> _Requirement_
Going down the listing below, print exactly each line from the one with "still only calls" up to and including the one with "still derived through", and skip the rest.

> _Source information_
══════
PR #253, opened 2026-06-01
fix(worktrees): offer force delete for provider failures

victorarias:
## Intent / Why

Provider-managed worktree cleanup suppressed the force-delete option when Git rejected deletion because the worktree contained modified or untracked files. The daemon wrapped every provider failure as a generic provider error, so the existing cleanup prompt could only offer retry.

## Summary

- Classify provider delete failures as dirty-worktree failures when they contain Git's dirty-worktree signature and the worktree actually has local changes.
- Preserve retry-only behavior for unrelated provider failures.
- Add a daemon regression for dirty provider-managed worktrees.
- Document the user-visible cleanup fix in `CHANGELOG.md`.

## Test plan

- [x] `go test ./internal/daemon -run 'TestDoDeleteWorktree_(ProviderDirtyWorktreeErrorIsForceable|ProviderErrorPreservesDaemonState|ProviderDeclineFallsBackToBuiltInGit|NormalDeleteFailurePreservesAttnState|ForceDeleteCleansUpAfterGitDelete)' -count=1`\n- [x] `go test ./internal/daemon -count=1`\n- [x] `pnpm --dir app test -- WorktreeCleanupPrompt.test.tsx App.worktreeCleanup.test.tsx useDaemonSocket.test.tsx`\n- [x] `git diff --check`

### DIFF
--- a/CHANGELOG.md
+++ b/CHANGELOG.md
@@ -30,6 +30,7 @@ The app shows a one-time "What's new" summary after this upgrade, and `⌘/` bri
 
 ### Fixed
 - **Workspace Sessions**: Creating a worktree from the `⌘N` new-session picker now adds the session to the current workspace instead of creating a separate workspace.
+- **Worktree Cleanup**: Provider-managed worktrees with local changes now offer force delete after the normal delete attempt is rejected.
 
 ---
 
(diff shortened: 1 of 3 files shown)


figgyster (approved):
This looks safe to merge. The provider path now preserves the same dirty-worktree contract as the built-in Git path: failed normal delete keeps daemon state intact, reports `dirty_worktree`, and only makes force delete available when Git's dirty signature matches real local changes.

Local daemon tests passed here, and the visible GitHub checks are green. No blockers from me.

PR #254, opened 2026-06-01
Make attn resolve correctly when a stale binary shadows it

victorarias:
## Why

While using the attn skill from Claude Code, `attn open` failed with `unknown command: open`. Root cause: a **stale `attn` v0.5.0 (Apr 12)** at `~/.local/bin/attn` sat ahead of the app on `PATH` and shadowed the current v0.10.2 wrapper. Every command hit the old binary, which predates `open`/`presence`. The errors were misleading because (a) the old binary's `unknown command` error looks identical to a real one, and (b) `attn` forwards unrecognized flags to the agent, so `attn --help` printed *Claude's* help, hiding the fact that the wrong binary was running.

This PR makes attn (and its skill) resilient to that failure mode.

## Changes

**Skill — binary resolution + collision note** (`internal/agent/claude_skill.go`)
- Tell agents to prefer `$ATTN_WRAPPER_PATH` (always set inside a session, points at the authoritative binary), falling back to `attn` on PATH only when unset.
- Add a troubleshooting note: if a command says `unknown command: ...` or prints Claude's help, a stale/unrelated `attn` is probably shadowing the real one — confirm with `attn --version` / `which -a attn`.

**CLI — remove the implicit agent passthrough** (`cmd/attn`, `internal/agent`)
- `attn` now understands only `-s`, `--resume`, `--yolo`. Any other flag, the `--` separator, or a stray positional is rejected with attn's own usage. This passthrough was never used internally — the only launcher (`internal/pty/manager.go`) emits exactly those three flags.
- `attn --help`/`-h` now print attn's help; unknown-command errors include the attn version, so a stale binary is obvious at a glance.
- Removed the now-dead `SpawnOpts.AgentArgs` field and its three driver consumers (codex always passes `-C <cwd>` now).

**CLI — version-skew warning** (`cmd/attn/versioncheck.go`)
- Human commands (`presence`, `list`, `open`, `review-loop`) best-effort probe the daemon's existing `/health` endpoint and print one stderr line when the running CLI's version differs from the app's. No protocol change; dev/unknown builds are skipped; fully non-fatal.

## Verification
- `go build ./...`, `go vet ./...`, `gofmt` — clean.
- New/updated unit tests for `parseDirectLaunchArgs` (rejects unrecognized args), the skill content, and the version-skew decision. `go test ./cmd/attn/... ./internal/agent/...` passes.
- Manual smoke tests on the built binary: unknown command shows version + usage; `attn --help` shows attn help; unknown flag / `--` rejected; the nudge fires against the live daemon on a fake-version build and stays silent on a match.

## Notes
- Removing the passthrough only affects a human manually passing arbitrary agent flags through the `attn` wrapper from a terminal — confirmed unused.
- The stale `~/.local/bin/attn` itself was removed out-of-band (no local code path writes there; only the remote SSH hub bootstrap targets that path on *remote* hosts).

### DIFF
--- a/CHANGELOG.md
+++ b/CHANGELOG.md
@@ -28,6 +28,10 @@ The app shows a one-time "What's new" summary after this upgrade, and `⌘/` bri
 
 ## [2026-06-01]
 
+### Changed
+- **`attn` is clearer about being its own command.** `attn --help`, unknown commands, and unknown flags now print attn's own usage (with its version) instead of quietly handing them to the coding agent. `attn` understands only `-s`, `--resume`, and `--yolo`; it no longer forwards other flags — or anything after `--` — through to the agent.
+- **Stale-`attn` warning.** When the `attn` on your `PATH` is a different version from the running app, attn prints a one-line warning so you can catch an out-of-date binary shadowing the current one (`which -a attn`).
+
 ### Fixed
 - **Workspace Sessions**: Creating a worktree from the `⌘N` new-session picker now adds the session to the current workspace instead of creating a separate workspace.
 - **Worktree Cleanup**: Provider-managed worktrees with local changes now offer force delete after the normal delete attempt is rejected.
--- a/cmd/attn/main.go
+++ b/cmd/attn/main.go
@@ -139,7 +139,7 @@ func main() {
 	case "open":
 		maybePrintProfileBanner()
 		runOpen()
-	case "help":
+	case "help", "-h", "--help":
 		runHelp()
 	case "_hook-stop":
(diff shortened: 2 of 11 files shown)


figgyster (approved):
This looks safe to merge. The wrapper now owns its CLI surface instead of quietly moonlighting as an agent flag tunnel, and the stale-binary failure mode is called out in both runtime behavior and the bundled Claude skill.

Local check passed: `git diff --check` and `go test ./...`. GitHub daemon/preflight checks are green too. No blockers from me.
══════
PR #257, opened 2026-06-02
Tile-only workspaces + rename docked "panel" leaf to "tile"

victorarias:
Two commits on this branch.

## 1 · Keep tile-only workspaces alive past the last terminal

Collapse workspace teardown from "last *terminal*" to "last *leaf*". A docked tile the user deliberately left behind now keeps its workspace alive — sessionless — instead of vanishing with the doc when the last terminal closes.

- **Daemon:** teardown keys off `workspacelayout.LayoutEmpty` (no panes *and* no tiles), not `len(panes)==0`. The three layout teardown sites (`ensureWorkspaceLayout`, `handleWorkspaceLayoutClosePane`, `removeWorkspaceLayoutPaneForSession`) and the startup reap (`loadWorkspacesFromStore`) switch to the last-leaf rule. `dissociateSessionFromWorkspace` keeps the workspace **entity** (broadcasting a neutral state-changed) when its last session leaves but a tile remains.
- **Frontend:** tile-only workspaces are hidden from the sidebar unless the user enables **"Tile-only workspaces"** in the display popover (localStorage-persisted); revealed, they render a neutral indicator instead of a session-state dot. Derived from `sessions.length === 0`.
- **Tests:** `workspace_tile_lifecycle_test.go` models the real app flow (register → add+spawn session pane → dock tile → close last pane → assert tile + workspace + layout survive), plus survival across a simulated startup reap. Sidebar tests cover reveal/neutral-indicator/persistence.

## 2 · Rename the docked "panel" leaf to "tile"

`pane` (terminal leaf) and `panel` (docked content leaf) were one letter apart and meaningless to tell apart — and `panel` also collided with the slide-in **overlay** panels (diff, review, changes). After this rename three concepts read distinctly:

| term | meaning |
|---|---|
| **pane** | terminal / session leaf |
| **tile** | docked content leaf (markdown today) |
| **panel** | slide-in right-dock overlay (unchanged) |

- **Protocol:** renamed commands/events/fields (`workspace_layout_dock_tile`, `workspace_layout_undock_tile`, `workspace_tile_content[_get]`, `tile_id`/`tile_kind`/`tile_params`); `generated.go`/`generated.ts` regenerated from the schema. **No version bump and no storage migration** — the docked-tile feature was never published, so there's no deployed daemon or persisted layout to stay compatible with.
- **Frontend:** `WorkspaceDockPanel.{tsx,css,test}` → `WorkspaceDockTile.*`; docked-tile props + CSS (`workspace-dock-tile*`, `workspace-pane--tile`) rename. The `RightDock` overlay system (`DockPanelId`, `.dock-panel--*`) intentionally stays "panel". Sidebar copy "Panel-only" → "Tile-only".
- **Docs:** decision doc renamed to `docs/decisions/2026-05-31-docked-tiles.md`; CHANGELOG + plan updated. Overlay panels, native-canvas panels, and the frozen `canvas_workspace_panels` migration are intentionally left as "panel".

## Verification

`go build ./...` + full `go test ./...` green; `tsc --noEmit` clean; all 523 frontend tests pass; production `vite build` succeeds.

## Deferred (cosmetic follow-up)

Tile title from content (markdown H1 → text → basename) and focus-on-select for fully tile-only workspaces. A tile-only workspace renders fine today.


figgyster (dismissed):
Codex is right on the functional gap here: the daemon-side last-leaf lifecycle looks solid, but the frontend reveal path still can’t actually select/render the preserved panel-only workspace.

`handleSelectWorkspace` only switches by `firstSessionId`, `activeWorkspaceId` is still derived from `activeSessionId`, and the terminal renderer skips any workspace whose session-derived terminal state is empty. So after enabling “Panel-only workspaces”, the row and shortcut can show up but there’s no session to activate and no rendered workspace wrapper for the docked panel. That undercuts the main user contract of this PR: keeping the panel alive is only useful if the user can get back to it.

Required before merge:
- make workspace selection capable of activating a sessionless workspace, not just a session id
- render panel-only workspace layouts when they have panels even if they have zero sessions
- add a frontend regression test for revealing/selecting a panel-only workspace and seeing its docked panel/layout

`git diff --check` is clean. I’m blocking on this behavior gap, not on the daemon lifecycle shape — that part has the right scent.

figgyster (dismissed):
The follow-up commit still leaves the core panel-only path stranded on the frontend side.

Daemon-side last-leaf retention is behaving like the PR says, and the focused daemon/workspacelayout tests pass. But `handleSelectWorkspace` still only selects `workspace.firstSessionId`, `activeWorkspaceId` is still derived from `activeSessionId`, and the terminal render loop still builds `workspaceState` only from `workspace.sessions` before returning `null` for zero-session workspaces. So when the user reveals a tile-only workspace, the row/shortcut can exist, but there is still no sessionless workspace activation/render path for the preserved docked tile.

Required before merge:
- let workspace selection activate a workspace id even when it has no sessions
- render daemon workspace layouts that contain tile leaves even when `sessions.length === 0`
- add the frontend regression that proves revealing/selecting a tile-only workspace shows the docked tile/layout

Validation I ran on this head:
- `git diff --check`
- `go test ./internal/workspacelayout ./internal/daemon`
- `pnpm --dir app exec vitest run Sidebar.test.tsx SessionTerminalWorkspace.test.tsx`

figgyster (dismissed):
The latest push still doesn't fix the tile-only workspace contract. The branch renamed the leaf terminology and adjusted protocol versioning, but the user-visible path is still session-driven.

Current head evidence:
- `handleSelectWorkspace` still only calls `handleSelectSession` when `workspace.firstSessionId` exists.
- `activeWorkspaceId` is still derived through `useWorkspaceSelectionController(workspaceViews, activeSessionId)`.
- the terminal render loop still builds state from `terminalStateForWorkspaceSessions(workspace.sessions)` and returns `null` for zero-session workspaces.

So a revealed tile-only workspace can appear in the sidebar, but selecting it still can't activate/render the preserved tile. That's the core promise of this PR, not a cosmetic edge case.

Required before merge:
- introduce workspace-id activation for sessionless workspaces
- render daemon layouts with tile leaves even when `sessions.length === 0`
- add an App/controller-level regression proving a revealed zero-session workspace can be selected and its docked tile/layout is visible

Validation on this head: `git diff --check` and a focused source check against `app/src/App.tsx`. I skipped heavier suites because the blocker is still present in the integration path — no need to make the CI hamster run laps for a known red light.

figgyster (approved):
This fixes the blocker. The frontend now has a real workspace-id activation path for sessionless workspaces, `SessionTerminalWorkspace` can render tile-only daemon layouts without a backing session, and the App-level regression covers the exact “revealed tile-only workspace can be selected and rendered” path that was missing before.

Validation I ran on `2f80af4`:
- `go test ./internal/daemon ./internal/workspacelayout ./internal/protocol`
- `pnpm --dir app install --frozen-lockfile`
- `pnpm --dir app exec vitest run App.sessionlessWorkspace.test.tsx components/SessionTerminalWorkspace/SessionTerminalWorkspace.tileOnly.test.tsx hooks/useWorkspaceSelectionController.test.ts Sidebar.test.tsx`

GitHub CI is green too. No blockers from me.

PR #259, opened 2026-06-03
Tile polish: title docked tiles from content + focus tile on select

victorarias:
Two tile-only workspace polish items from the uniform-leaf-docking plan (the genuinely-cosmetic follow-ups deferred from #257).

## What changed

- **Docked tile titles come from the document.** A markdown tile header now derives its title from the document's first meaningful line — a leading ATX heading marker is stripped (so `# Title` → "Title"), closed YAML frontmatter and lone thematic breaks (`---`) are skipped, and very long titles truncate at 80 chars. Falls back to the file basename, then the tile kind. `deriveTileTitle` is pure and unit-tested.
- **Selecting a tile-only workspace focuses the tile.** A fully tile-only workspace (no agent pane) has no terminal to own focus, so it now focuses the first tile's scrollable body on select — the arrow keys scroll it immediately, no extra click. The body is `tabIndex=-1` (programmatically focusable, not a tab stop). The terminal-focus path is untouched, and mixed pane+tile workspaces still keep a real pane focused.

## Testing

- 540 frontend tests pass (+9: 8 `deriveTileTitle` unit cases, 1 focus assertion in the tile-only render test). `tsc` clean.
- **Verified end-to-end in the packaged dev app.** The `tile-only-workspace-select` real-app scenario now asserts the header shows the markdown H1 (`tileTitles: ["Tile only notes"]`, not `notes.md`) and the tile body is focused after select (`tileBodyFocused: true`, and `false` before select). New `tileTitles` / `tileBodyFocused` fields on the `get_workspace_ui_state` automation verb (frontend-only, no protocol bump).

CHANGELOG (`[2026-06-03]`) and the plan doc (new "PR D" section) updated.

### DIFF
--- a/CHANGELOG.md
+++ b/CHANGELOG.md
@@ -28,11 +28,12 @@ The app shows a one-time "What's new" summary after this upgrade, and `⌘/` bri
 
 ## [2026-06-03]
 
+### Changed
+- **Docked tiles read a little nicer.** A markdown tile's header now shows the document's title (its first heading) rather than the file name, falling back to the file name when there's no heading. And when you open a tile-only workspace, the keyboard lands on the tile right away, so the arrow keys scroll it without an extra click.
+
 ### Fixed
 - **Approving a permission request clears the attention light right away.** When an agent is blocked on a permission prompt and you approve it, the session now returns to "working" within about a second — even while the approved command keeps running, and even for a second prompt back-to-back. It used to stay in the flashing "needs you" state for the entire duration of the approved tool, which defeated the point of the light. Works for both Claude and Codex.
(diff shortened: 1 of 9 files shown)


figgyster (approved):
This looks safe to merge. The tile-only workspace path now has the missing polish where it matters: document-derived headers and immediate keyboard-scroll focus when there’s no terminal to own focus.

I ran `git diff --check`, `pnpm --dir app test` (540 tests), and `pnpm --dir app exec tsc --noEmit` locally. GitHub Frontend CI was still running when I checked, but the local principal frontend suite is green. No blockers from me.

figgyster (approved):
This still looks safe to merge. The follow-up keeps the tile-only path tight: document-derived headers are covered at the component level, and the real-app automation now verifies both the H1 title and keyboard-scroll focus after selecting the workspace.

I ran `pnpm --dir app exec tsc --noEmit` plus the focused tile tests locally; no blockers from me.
══════
> _Response to the exercise_
- `handleSelectWorkspace` still only calls `handleSelectSession` when `workspace.firstSessionId` exists.
- `activeWorkspaceId` is still derived through `useWorkspaceSelectionController(workspaceViews, activeSessionId)`.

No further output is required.